Companies will need to recognize that middle aged workers are still valuable and, in some cases, require upgrading and opportunities to learn new skills. Organized labour will need to retreat from seniority linked wages and accept that workers will not necessarily earn more each year. In addition, a discourse of human rights will need to provide a rationale for government to ban hiring, and firing, workers based solely on the arbitrary criterion of chronological age.
Policy-makers began to act in 2007 when the government unveiled a proposal to raise the retirement age by five years. However, the global financial crisis and recession delayed legislation to implement the proposal. With an economic recovery underway, pressure will mount for the government to lead by example and make 60 the normal retirement age for all state workers, and mandating large employers, such as financial institution, to follow.
Although there will be some negative reaction for employers, such an initiative will not be widely opposed, and indeed will be welcome by many particularly the large group of workers now in their 30s and 40s. That some of the more physically demanding and lower-added value manufacturing jobs are being shifted to other nations, also means that the argument that workers are ‘worn-out’ and less productive by the time they reach their early 50s carries less weight.

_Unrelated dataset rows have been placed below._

PR #875, opened 2015-11-05
Run chef-client twice in chef-zero provisioner

### LINKED ISSUE #874: Enforce suite idempotency
Discussions in chef summit in London lead us to the need to automatically test for idempotency and convergence in one chef-client run.
This is usually checked by hand, running a second kitchen converge and ensuring no resource is updated.

I'd like to allow suites to make this check automatically.

This relates to discussions in #289.

kamaradclimber:
chef-zero provisioner runs chef-client twice. Second time expect no
resource to be updated. This is a way to enforce idempotency.

This is a proof of concept to fix #874 but it lacks:
- testing
- windows support
- documentation

Could you tell me what you think of the need, this proof of concept ? And also guide me to write relevant testing.

### DIFF
--- a/lib/kitchen/provisioner/chef_base.rb
+++ b/lib/kitchen/provisioner/chef_base.rb
@@ -151,6 +151,10 @@ module Kitchen
 
       private
 
+      def last_exit_code
+        "; exit $LastExitCode" if powershell_shell?
+      end
+
       # @return [Hash] an option hash for the install commands
       # @api private
       def install_options
--- a/lib/kitchen/provisioner/chef_base.rb
+++ b/lib/kitchen/provisioner/chef_base.rb
@@ -393,7 +393,6 @@ module Kitchen
         end
 
         prepare_config_idempotency_check if config[:enforce_idempotency]
-
       end
 
       # Writes a configuration file to the sandbox directory
--- a/lib/kitchen/provisioner/chef_base.rb
+++ b/lib/kitchen/provisioner/chef_base.rb
@@ -68,6 +68,8 @@ module Kitchen
         providers/**/* recipes/**/* resources/**/* templates/**/*
       ].join(",")
 
+      default_config :multiple_converge, 1
+
       default_config :enforce_idempotency, false
 
       default_config :data_path do |provisioner|
@@ -432,20 +434,35 @@ module Kitchen
       # Gives the command used to run chef
       # @api private
       def chef_cmd(base_cmd)
+        if windows_os?
+          separator = [
+            "; if ($LastExitCode -ne 0) { ",
+            "throw \"Command failed with exit code $LastExitCode.\" } ;"
+          ].join
+        else
+          separator = " && "
+        end
+        chef_cmds(base_cmd).join(separator)
+      end
+
+      # Gives an array of command
+      # @api private
+      def chef_cmds(base_cmd)
         cmd = prefix_command(wrap_shell_code(
           [base_cmd, *chef_args(config_filename), last_exit_code].join(" ").
           tap { |str| str.insert(0, reload_ps1_path) if windows_os? }
         ))
+
+        cmds = [cmd].cycle(config[:multiple_converge].to_i).to_a
 
         if config[:enforce_idempotency]
           idempotent_cmd = prefix_command(wrap_shell_code(
             [base_cmd, *chef_args("client_no_updated_resources.rb"), last_exit_code].join(" ").
             tap { |str| str.insert(0, reload_ps1_path) if windows_os? }
           ))
-          separator = windows_os? ? " ; " : " && "
-          cmd = [cmd, idempotent_cmd].join(separator)
+          cmds[-1] = idempotent_cmd
         end
-        cmd
+        cmds
       end
     end
   end
--- a/lib/kitchen/provisioner/chef_base.rb
+++ b/lib/kitchen/provisioner/chef_base.rb
@@ -68,6 +68,8 @@ module Kitchen
         providers/**/* recipes/**/* resources/**/* templates/**/*
       ].join(",")
 
+      default_config :enforce_idempotency, false
+
       default_config :data_path do |provisioner|
         provisioner.calculate_path("data")
       end
@@ -375,6 +377,76 @@ module Kitchen
             "Either use a different provisioner, or delete/rename " \
             "#{policyfile}"
         end
+      end
+
+      # Writes a configuration file to the sandbox directory.
+      # @api private
+      def prepare_config_rb
+        data = default_config_rb.merge(config[config_filename.gsub(".", "_").to_sym])
+        data = data.merge(:named_run_list => config[:named_run_list]) if config[:named_run_list]
+
+        info("Preparing #{config_filename}")
+        debug("Creating #{config_filename} from #{data.inspect}")
+
+        File.open(File.join(sandbox_path, config_filename), "wb") do |file|
+          file.write(format_config_file(data))
+        end
+
+        prepare_config_idempotency_check if config[:enforce_idempotency]
+
+      end
+
+      # Writes a configuration file to the sandbox directory
+      # to check for idempotency of the run.
+      # @api private
+      def prepare_config_idempotency_check
+        handler_filename = "chef-client-fail-if-update-handler.rb"
+        source = File.join(
+          File.dirname(__FILE__), %w[.. .. .. support ], handler_filename
+        )
+        FileUtils.cp(source, File.join(sandbox_path, handler_filename))
+        File.open(File.join(sandbox_path, "client_no_updated_resources.rb"), "wb") do |file|
+          file.write(format_config_file(data))
+          file.write("\n\n")
+          file.write("handler_file = File.join(File.dirname(__FILE__), '#{handler_filename}')\n")
+          file.write "Chef::Config.from_file(handler_file)\n"
+        end
+      end
+
+      # Returns an Array of command line arguments for the chef client.
+      #
+      # @return [Array<String>] an array of command line arguments
+      # @api private
+      def chef_args(_config_filename)
+        fail "You must override in sub classes!"
+      end
+
+      # Returns a filename for the configuration file
+      # defaults to client.rb
+      #
+      # @return [String] a filename
+      # @api private
+      def config_filename
+        "client.rb"
+      end
+
+      # Gives the command used to run chef
+      # @api private
+      def chef_cmd(base_cmd)
+        cmd = prefix_command(wrap_shell_code(
+          [base_cmd, *chef_args(config_filename), last_exit_code].join(" ").
+          tap { |str| str.insert(0, reload_ps1_path) if windows_os? }
+        ))
+
+        if config[:enforce_idempotency]
+          idempotent_cmd = prefix_command(wrap_shell_code(
+            [base_cmd, *chef_args("client_no_updated_resources.rb"), last_exit_code].join(" ").
+            tap { |str| str.insert(0, reload_ps1_path) if windows_os? }
+          ))
+          separator = windows_os? ? " ; " : " && "
+          cmd = [cmd, idempotent_cmd].join(separator)
+        end
+        cmd
       end
     end
   end
--- a/lib/kitchen/provisioner/chef_zero.rb
+++ b/lib/kitchen/provisioner/chef_zero.rb
@@ -94,10 +94,6 @@ module Kitchen
 
       private
 
-      def last_exit_code
-        "; exit $LastExitCode" if powershell_shell?
-      end
-
       # Adds optional flags to a chef-client command, depending on
       # configuration data. Note that this method mutates the incoming Array.
       #
--- a/lib/kitchen/provisioner/chef_zero.rb
+++ b/lib/kitchen/provisioner/chef_zero.rb
@@ -43,6 +43,8 @@ module Kitchen
           tap { |path| path.concat(".bat") if provisioner.windows_os? }
       end
 
+      default_config :enforce_idempotency, false
+
       default_config :ruby_bindir do |provisioner|
         provisioner.
           remote_path_join(%W[#{provisioner[:chef_omnibus_root]} embedded bin])
@@ -74,12 +76,20 @@ module Kitchen
       def run_command
         cmd = modern? ? local_mode_command : shim_command
 
-        prefix_command(
-          wrap_shell_code(
-            [cmd, *chef_client_args, last_exit_code].join(" ").
+        chef_client_cmd = prefix_command(wrap_shell_code(
+          [cmd, *chef_client_args("client.rb"), last_exit_code].join(" ").
+          tap { |str| str.insert(0, reload_ps1_path) if windows_os? }
+        ))
+
+        if config[:enforce_idempotency]
+          idempotent_check_client_cmd = wrap_shell_code(
+            [cmd, *chef_client_args("client_no_updated_resources.rb"), last_exit_code].join(" ").
             tap { |str| str.insert(0, reload_ps1_path) if windows_os? }
           )
-        )
+          separator = windows_os? ? " ; " : " && "
+          chef_client_cmd = [chef_client_cmd, idempotent_check_client_cmd].join(separator)
+        end
+        chef_client_cmd
       end
 
       private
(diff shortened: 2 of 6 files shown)


kamaradclimber:
@tyler-ball would you have feedback on the change ?

tyler-ball:
Hey @kamaradclimber - sorry for the delay.  I'm working on non-TK projects recently, so I'll ping around and see if anyone has time to review this.  Thanks for the contribution!

kamaradclimber:
ok thanks for the heads up

mwrock:
In addition to my comments above, it would be cool to work this into chef_base so that the solo provisioner can leverage it as well. 

This will also need tests as well.

Overall I think this is a great idea!

lib/kitchen/provisioner/chef_zero.rb
```diff
@@ -195,6 +207,23 @@ def prepare_chef_client_zero_rb
...
+# Handler to kill the run if any resource is updated
+class UpdatedResources < ::Chef::Handler
+  def report
+    if updated_resources.size > 0
+      #exit 203 # if chef handler code was not catching Exception
+      puts "Chef run should reach a converged state. Resources updated in a second chef-client run:"
+      updated_resources.each do |r|
+        puts r
+      end
+      Process.kill('KILL', Process.pid)
```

Increasingly, unions and workers will recognize that remaining employed in the formal sector, even if wages are capped, is a better option than the current early exit to precarious employment.
For Korea, the aging of the population provides an opportunity to reform its atypical labour market arrangements. Such reforms often involve winner and losers. With any luck, Korea will be an example were the outcome is of advantage to both workers and employers.
Thomas R. Klassen is an associate professor in the Department of Political Science, and the School of Public Policy and Administration at York University (Toronto). He is co-editor of Retirement, work and pensions in ageing Korea.